■ What is being asked
Please output the section of the listing below that opens with the line containing "The copy button is" and closes with the line containing "- **neutral** —", exactly and with nothing else.

········

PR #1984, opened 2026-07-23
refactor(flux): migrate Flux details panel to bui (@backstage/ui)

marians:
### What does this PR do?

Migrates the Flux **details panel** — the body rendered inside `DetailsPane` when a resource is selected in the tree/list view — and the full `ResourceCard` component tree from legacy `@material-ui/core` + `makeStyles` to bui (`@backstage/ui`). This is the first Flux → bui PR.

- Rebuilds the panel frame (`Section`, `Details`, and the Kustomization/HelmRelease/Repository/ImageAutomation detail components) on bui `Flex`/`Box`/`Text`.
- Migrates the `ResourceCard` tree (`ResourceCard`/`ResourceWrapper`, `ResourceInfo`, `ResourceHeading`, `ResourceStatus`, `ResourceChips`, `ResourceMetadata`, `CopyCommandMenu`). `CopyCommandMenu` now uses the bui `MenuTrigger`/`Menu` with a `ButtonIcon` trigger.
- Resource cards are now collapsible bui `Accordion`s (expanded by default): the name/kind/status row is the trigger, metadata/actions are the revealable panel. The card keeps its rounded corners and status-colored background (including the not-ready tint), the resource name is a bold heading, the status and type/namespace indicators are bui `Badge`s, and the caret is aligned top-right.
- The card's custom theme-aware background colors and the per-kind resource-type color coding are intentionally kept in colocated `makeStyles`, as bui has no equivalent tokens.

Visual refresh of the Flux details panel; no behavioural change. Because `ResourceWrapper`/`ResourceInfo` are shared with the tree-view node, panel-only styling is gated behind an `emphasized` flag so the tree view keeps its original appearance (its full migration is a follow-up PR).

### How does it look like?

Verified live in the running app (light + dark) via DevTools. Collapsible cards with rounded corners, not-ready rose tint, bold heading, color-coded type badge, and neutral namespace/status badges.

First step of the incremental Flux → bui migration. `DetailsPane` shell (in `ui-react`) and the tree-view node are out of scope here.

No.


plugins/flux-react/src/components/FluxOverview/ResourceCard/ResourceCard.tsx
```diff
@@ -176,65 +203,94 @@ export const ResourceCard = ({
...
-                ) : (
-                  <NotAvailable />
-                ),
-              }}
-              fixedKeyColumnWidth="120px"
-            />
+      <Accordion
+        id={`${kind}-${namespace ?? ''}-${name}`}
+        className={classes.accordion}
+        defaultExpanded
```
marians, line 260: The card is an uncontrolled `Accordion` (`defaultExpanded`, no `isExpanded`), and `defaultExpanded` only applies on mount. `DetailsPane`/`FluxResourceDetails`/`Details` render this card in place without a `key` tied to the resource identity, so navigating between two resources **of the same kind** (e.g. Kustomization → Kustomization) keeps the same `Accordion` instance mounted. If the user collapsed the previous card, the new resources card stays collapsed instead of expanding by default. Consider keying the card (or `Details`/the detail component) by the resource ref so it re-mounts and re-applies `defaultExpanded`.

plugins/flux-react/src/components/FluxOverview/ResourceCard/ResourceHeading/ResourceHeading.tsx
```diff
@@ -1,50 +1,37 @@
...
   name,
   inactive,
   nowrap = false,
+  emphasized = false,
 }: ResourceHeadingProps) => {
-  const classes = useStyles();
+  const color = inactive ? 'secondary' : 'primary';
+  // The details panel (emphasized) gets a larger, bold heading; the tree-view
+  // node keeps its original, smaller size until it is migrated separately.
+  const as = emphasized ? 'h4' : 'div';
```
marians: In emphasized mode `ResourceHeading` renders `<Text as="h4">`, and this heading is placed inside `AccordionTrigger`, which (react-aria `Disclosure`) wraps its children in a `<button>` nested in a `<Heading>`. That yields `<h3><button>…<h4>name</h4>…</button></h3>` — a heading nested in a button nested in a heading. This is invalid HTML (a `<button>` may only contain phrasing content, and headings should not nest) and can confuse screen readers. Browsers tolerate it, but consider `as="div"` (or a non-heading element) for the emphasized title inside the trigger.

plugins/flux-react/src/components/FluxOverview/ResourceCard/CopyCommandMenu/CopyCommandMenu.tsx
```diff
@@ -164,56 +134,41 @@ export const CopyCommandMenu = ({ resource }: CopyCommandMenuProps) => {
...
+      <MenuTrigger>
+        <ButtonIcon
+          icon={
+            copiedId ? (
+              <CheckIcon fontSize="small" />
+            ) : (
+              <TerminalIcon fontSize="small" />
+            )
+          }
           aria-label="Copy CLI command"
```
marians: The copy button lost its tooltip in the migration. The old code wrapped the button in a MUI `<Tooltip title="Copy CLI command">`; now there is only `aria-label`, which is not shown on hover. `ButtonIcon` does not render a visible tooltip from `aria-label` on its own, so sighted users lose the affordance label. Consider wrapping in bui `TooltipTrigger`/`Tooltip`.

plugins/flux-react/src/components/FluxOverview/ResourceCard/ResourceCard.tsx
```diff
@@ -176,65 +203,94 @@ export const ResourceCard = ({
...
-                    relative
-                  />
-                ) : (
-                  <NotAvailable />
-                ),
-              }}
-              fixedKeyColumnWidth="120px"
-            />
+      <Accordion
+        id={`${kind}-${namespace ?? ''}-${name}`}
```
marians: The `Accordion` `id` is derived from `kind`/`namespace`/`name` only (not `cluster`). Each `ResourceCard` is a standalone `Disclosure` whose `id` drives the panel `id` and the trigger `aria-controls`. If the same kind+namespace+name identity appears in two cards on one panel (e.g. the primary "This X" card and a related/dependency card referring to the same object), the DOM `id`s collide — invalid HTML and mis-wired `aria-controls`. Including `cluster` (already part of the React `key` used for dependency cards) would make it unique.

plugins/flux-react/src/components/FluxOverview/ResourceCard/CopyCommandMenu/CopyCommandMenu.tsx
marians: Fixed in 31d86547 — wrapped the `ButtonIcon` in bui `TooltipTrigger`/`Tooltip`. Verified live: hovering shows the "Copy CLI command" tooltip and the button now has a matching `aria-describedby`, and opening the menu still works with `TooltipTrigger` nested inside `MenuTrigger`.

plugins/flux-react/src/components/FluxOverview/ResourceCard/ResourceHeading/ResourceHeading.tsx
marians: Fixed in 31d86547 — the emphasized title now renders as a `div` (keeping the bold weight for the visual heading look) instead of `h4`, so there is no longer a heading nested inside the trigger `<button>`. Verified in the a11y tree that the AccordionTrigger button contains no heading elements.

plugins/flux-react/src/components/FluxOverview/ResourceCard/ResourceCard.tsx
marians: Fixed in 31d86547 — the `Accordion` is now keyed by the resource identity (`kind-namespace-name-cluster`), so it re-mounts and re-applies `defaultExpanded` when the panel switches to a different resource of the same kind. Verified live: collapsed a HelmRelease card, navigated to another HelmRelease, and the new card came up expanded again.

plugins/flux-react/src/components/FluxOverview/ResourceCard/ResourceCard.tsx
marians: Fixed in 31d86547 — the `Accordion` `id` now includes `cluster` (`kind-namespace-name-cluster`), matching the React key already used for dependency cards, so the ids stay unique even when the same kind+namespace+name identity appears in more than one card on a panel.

········

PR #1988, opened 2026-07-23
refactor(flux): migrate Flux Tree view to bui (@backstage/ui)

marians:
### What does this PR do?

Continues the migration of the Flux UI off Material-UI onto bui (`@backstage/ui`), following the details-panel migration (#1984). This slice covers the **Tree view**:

········

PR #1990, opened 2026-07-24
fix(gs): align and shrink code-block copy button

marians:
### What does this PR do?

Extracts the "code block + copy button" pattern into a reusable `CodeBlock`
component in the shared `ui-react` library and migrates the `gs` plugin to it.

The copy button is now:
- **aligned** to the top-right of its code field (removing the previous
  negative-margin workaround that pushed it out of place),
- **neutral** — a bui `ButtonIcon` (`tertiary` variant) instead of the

········

■ The answer
The copy button is now:
- **aligned** to the top-right of its code field (removing the previous
  negative-margin workaround that pushed it out of place),
- **neutral** — a bui `ButtonIcon` (`tertiary` variant) instead of the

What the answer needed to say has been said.